Бен вздохнул и облокотился о стойку, оказавшись напротив меня. Лицом к лицу. Глядя мне прямо в глаза.
— Или вся жизнь. Решать тебе.
— Вся жизнь? — Я приподняла брови. — И что ты предлагаешь? Инсценировать собственную смерть и всю жизнь скрываться под чужим именем после десятка-другого пластических операций? Прости, но я не готова. И операции во время беременности не делают, насколько я понимаю.
— Харргалахт.
— Что?
— Я поставлю тебе харргалахт. С этого дня ты будешь считаться моей, а поскольку у меня гражданство Раграна, будучи официально обрученной со мной, ты становишься неприкосновенной. Ну или временно неприкосновенной, бюрократические проволочки никто не отменял. За это время я что-нибудь придумаю.
— Что?
— Что-нибудь. У моего отчима здесь отличные связи.
Я облизала пальцы. Знаю, это не совсем вежливо, но я просто не могла их не облизать, потому что, когда он это сказал, надежда во мне вспыхнула тонкой и юркой струйкой пламени.

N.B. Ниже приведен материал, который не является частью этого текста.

PR #2166, opened 2017-05-08
DCOS-15410: Support new Networking API

nLight:
~~ℹ️ Depends on #2157~~ Merged!

## TL;DR
* This PR drops support for the old Networking API and adds support for the new version. 
* `ipAddresses` field is deprecated thus this PR drops the support.
* The new API adds support for multiple networks, but the UI will support only one network. 

## Background

Ioannis created a [doc](https://docs.google.com/document/d/1CpUq51q5_AsZubmcWVXu5pAGaS2D7NXXhrwmWtPAyXU) explaining all the differences.

Currently the UI supports only one network for a single container app, defined in `container.docker.network` there's a migration coming with marathon 1.5, networking API will be unified with Pods allowing a user to have more than one (user-)network per app. To achieve this, Marathon team reorganized the app definition moving networking information from `container.docker.network` on the top level and making it to be an array.


nLight:
run integration tests

jfurrow:
This works as expected! Great work @nLight.

PR #2375, opened 2017-08-18
feat(PackageDetailTab): implement package version dropdown

weblancaster:
This commit includes the work for epic DCOS_OSS-1528 where as a user now
is able to select a version in package detail page.

What is included:
- package detail page UI dropdown element
- Actions to retrieve data for package versions

How to test:
- Go to catalog page click on a package
- Notice the dropdown at the top where the package name is
- When choosing a version the content should change (if there is any difference) to the chosen version
- When deployed the version selected will be installed

**before:**
screen shot 2017-08-21 at 2 55 25 pm

**after:**
screen shot 2017-08-21 at 2 58 39 pm

**Checklist**


orlandohohmeier:
@weblancaster please squash 0049d92 before moving on with this one, to keep the history clean.

leemunroe:
@weblancaster Works great functionality wise. Visually could do with a tweak. Currently looks like the dropdown is floating in an odd position. Please sync with @lilysamimi on visual treatment.

weblancaster:
All this is ready to review.

@orlandohohmeier I will squash that commit.

weblancaster:
@leemunroe this is the new deisgn version discussed with @lilysamimi.

We need to discuss more since I notice after implementing that if the package name is too long what should we do.

weblancaster:
retest this please

src/js/events/CosmosPackagesActions.js
```diff
@@ -127,9 +129,8 @@ const CosmosPackagesActions = {
       data: JSON.stringify({ packageName, packageVersion }),
       success(response) {
         const cosmosPackage = response.package;
-        if (!cosmosPackage.currentVersion && cosmosPackage.version) {
-          cosmosPackage.currentVersion = cosmosPackage.version;
-        }
+
+        cosmosPackage.currentVersion = cosmosPackage.version;
```
weblancaster: This is the first version sent by the response or the version selected in the dropdown.

src/js/pages/catalog/PackageDetailTab.js
```diff
@@ -78,15 +79,31 @@ class PackageDetailTab extends mixin(StoreMixin) {
     });
   }
 
-  componentDidMount() {
-    super.componentDidMount(...arguments);
-
+  retrievePackageInfo() {
```
weblancaster: instead of having the same methods being called in `componentDidMount` and `componentDidUpdate` I consolidated the methods under `retrievePackageInfo`

src/js/pages/catalog/PackageDetailTab.js
```diff
@@ -78,15 +79,31 @@ class PackageDetailTab extends mixin(StoreMixin) {
...
 
+  componentDidMount() {
+    super.componentDidMount(...arguments);
+    this.retrievePackageInfo();
+  }
+
+  componentDidUpdate(prevProps) {
+    const { version } = this.props.location.query;
+
+    if (version === prevProps.location.query.version) {
```
weblancaster: If this is not here we will be calling the API all the time because of the react lifecycle and how we architecture the UI, this is improving performance by only calling the server when there's actually a change.

src/js/pages/catalog/__tests__/PackageDetailTab-test.js
```diff
@@ -6,21 +6,22 @@ jest.dontMock("../../../mixins/InternalStorageMixin");
...
 jest.dontMock("../../../../../tests/_fixtures/cosmos/package-describe.json");
-
-// Setting useFixtures for when we load CosmosPackagesStore/CosmosPackageActions
-/* eslint-disable import/newline-after-import */
-const Config = require("../../../config/Config");
-var configUseFixtures = Config.useFixtures;
-Config.useFixtures = true;
-require("../../../stores/CosmosPackagesStore");
-Config.useFixtures = configUseFixtures;
-/* eslint-enable import/newline-after-import */
```
weblancaster: No need for the lines above in the unit tests. We only needed the fixtures.

tests/_fixtures/cosmos/package-describe.json
```diff
@@ -1,18 +1,19 @@
 {
```
weblancaster: This file was one year old therefore outdated. I took the updated response for the same package.

tests/_fixtures/cosmos/package-list-versions.json
```diff
@@ -0,0 +1,7 @@
+{
```
weblancaster: Needed for unit tests and most important, integration/system tests.

src/js/components/PackageDetailVersionsDropdown.js
```diff
@@ -0,0 +1,51 @@
...
+class PackageDetailVersionsDropdown extends Component {
+  constructor() {
+    super();
+
+    METHODS_TO_BIND.forEach(method => {
+      this[method] = this[method].bind(this);
+    });
+  }
+
+  handleVersionChange(event) {
```
weblancaster: Here I use the mechanism already in place which is based on the query `version` so I only change the location that way triggering the rest of the actions.

leemunroe:
@weblancaster @lilysamimi In that screenshot it looks like we're doubling up on the version. If we have the version displayed in the dropdown we don't also need it beside the certified label, right?

Visually, the fact it is styled like a form element looks odd. Can we introduce a class for text style dropdowns? Basically the same type of style as a `.button-link` which would sit better beside the heading.

src/js/components/PackageDetailVersionsDropdown.js
```diff
@@ -0,0 +1,51 @@
...
+    const selectedVersion = `${originalPath}?version=${packageVersion}`;
+
+    global.location.replace(selectedVersion);
+  }
+
+  render() {
+    const { cosmosPackage, cosmosPackageVersions } = this.props;
+    const currentVersion = cosmosPackage.getCurrentVersion();
+    const packageVersions = cosmosPackageVersions.getAllVersions();
+    const sortedPackageVersions = Object.keys(packageVersions).sort();
```
tnguyen0: It looks like the intention here is that we want to sort such that the latest version is last. Then, we should short using the values (instead of keys) from the response object. For example, chronos is 

`{2.5.0: "5", 3.0.1: "4", 3.0.0: "2", 2.4.0: "0"}` (case here is 2.5.0 is actually latest)

Also, if you look at the sort order for confluent-kafka package, the sort order is not correct since `1.1.4-3.0.0` should come before `1.1.19.1-3.2.2`.

src/js/stores/CosmosPackagesStore.js
```diff
@@ -263,6 +280,15 @@ class CosmosPackagesStore extends GetSetBaseStore {
     return null;
   }
 
+  getPackageVersions() {
+    const packageVersions = this.get("packageVersions");
+    if (packageVersions) {
+      return new UniversePackage(packageVersions);
```
tnguyen0: I personally don't think `UniversePackage` wrapper is needed here and we can just return the object directly.

src/js/events/CosmosPackagesActions.js
```diff
@@ -149,6 +150,35 @@ const CosmosPackagesActions = {
...
+        AppDispatcher.handleServerAction({
+          type: REQUEST_COSMOS_PACKAGE_LIST_VERSIONS_SUCCESS,
+          data: packageVersions
+        });
+      },
+      error(xhr) {
+        AppDispatcher.handleServerAction({
+          type: REQUEST_COSMOS_PACKAGE_LIST_VERSIONS_ERROR,
+          data: RequestUtil.getErrorFromXHR(xhr),
+          xhr
```
tnguyen0: You can also include `packageName` in the error object here.

src/js/events/__tests__/CosmosPackagesActions-test.js
```diff
@@ -220,6 +220,126 @@ describe("CosmosPackagesActions", function() {
...
+
+    it("sends query in request body", function() {
+      expect(JSON.parse(this.configuration.data)).toEqual({
+        packageName: "foo",
+        includePackageVersions: false
+      });
+    });
+
+    it("sends query in request body, even if it is undefined", function() {
+      CosmosPackagesActions.fetchPackageDescription();
```
tnguyen0: It looks like you meant to call `CosmosPackageActions.fetchPackageVersions()` here.

src/js/stores/__tests__/CosmosPackagesStore-test.js
```diff
@@ -200,6 +200,106 @@ describe("CosmosPackagesStore", function() {
     });
   });
 
+  describe("#fetchPackageVersions", function() {
+    const packageVersions = {
```
tnguyen0: #nit: You could put this in a fixture file.

src/js/components/PackageDetailVersionsDropdown.js
weblancaster: Correct, I'm going to change to sort by the values. Thanks.

src/js/events/CosmosPackagesActions.js
weblancaster: why though?

tnguyen0: I see it being done in the other tests. So I figure there is reason for it.

src/js/events/__tests__/CosmosPackagesActions-test.js
weblancaster: Yes, good catch.

src/js/stores/__tests__/CosmosPackagesStore-test.js
weblancaster: yes, the ideal in unit tests are to keep them on the file but because our mock data/fixtures are big and we use them for integration/system test.

And the more dependencies the worse.

that being said this mock being small I preferred to keep it only for the`describe` here.

src/js/events/__tests__/CosmosPackagesActions-test.js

Мелькнула внутри, и я уже не могла от нее отказаться.
— Зачем это тебе?
— Ты уже спрашивала. А я уже отвечал. Как ты сама правильно сказала, Лаура, у тебя не так много времени и не так много вариантов. Если откажешься, я уйду, и ты больше никогда меня не увидишь.
Уходи.
Я должна была так сказать. Я даже видела, как он разворачивается и идет к двери, так и не притронувшись к своему кофе. Вместо этого я сказала:
— Садись завтракать.
И подвинула пакет с рогаликами на середину.
Харргалахт на мне смотрелась красиво. Не думала, что я здравом уме и трезвой памяти такое скажу, но оранжевый, как закатное летнее солнце, узор, изредка вспыхивающий алыми искрами и придающий пламени алый цвет, действительно меня не смущала. Возможно, потому что я не чувствовала по этому поводу почти ничего, даже боль, когда Бен ее наносил, воспринималась как-то отстраненно. Как знать, может, она просто оказалась ничтожной в сравнении с тем, что меня ждало, если харргалахт не будет.

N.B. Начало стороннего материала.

PR #2377, opened 2017-08-18
DCOS-17705: fix(JSONSingleContianerParser): remove duplicated fetch parser

Poltergeist:
Remove duplicated fetch parser in the JSONSingleContainerParser.

As it happens the fetch parser was duplicated in the Parser and it was creating duplicated transactions for artifacts.

Closes DCOS-17705

### DIFF
--- a/plugins/services/src/js/reducers/JSONSingleContainerParser.js
+++ b/plugins/services/src/js/reducers/JSONSingleContainerParser.js
@@ -49,6 +49,5 @@ module.exports = [
   portMappings, // Note: must come after portDefinitions, as it uses its information!
   requirePorts,
   residency,
-  fetch,
   unknownVolumes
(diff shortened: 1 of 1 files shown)


plugins/services/src/js/reducers/JSONSingleContainerParser.js
```diff
@@ -49,6 +49,5 @@ module.exports = [
   portMappings, // Note: must come after portDefinitions, as it uses its information!
   requirePorts,
   residency,
-  fetch,
```
orlandohohmeier: 👯

nLight: I bet it sneaked in when I sorted them and then merged/rebased not careful enough...

PR #2378, opened 2017-08-18
DCOS-17997: revert icon var adjustments

orlandohohmeier:
Revert the icon variable adjustments introduced with 291ed72e as they result in rendering issues due to wrong `icon-mini` class specificity.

— Ты можешь ее закрывать, — произнес Бен, глядя на меня в зеркало. Я напрочь отказалась делать это без верха, в смысле, без свитера, поэтому мне пришлось переодеться. Учитывая, что одежды у меня было раз-два и обчелся, по иронии судьбы на мне было то самое платье, в котором я рассталась с Торном. Точнее, сообщила о том, что мы расстаемся.

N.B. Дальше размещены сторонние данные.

PR #2381, opened 2017-08-21
↩️[release/1.9] chore(jenkins): add system tests config stub

nLight:
As we'd like to run our system tests for every PR that means running them for 1.9 PRs as well. But 1.9 didn't have any system test, so we need at least the config in place otherwise Jenkins build will fail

— А что мне нельзя было бы закрывать?
— Таэрран. Но к тебе это отношения не имеет.
— Почему ее нельзя закрывать?
— Потому что она загорится. Это что-то вроде позорного клейма, которое должны видеть все.
— Какое счастье, что я не иртханесса.
— Ты в этом так уверена?
— На сто процентов.
Я обернулась к нему.
— Что дальше?
— А дальше — ждем. — Бен указал на диванчик, на котором спала Гринни.
Договоренность, в общем-то, была предельно проста. После нанесения харргалахт меня никто ни к чему не сможет принудить, потому что я — «собственность» другого иртхана, в данном случае — Бена, у которого гражданство Раграна. Разумеется, Торн этого так не оставит, но пока он будет это «не оставлять», Бен обещал заниматься этим вопросом по своим каналам, с помощью связей отца.
А еще он обещал помогать мне с пламенем.
Ребенку, особенно сильному, нужно будет пламя. Помимо прочего, харргалахт не позволит мне на него подсесть.
Так что как ни крути, везде одни плюсы.
Наверное.
Я погладила Гринни, свернувшуюся клубочком, виари вскинула голову. Я вспомнила, как она смотрела на меня, когда я только-только открыла коробку, а следом за ней вспомнила и Верража. Верража, который льнул ко мне, который тянулся ко мне, который сейчас снова остался совсем один.
— Лаура. — Голос Бена выдернул меня в настоящее. — Ты плакать собралась, что ли?
— Если да, ты сбежишь? — хмыкнула я.
— Это не то, чем меня можно напугать.
— А чем можно?
— Да в общем-то, ничем. — Он пожал плечами. — Когда у тебя ничего нет, и терять особо нечего.